ECHR Judgement On The Re-letting Of Urban Property Regulation (Ordinance)

Posted on: 15 Jul 2020

Category: News

On the 30 June 2020, in the names Ellis & Scilio vs Malta, the European Court of Human Rights (“ECrtHR”) delivered another judgment, declaring that the provisions of Chapter 69 of the laws of Malta, dealing with the Re-letting of Urban Property (Regulation) Ordinance, to be in direct breach of the fundamental rights contemplated under Article 1 of Protocol 1 of the European Convention on Human Rights (“ECHR”).

Saliently, the case related to an immovable property located in Sliema which had been requisitioned in favour of a third-party back in 1957. Throughout the years, the applicants had, on various occasions sought to increase the amount of rent payable and due to them as lessors, as well as to redeem the property in question. Notably, both actions sought by the applicants are prohibited under the Re-letting of Urban Property (Regulation) Ordinance. The applicants instituted domestic proceedings before the First Hall Civil Court (“FHCC”) back in 2015, seeking redress for damages suffered and requesting the FHCC to evict the tenants occupying the property. The FHCC awarded the parties to the claim €20,000 arbitro bon viri, by way of compensation for the period between 1987-2010 but failed to take cognisance of the applicants’ second request. Both parties appealed the decision rendered by the FCHH before the Constitutional Court in 2016, where despite finding of a breach of Article 1 of Protocol 1 of the ECHR, the Constitutional Court held that awarding non-pecuniary damages (moral damages) as was being requested by the applicants, fell outside the remit of its competence. Consequently, the Constitutional Court reduced the compensation initially awarded by the FCHH to €10,000.

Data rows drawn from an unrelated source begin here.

PR #651, opened 2020-08-14
Add different language alert message

### LINKED ISSUE #518: In A+ it should be possible to set student's default language in a specific course

veeraalt:
~~This is based on the #641, so that should be merged first.~~

# Description

When user is directed with language query parameter `?hl=<language>` at the end of the url to course content in different language than set in their preferences (in `UserProfile` or `Enrollment` object), show an alert message (in their saved language) and a button to change the language back to their preferred one. 
* For students (aka users who are enrolled on the course), there is also a button to set the current language as their preferred language for this course.
alert-with-language-icon2

* For course staff (users who are not enrolled), there is a text indicating that they can change the preferred language from their profile.
alert-with-language-icon-teacher

If there is no language preference saved or no language query parameter at the end of the url or the preferred language is same than the query language, alert is not shown.

Fixes #518 

# Testing

* Existing unit tests pass
* Testing has been done manually by checking that these use cases above work like expected

* No, I don't know if it's relevant.


raphendyr:
So, it might be a good idea to render the worning in the preferred language, which then means that there will be area in the screen in a different language, than what the rest of the page is currently. Maybe we should render the language change symbol on the left of the panel, to indicate that this box is about language stuff (considering the user's preferred language is not understandable by them for some reason).

course/templates/course/course_base.html
```diff
@@ -75,6 +75,36 @@ <h4>{% trans "Calendar" %}</h4>
                 {% endif %}
             </div>
         {% endif %}
+        {% if query_language %}
+            {% language user_language %}
+            <div lang={{user_language}}>
+                <div class="alert alert-default">
+                    {% trans "You are browsing this course in different language than set in your preferences." %}
```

As a result of these unsatisfactory state of events, the applicants sought the intervention of the Strasbourg court on basis of Article 13 of the ECHR. The ECrtHR established that the compensation awarded by the domestic courts in light of the experts finding was hardly sufficient. The ECrtHR stated that ‘an award for pecuniary damage made by a domestic court must be intended to put the applicant, as far as possible, in the position s/he would have enjoyed had the breach not occurred’. In addition, with reference to Article 41 of the Convention (Just Satisfaction), the ECrtHR awarded €148,000 in respect of pecuniary damages together with the sum of €10,000 initially awarded by the domestic court.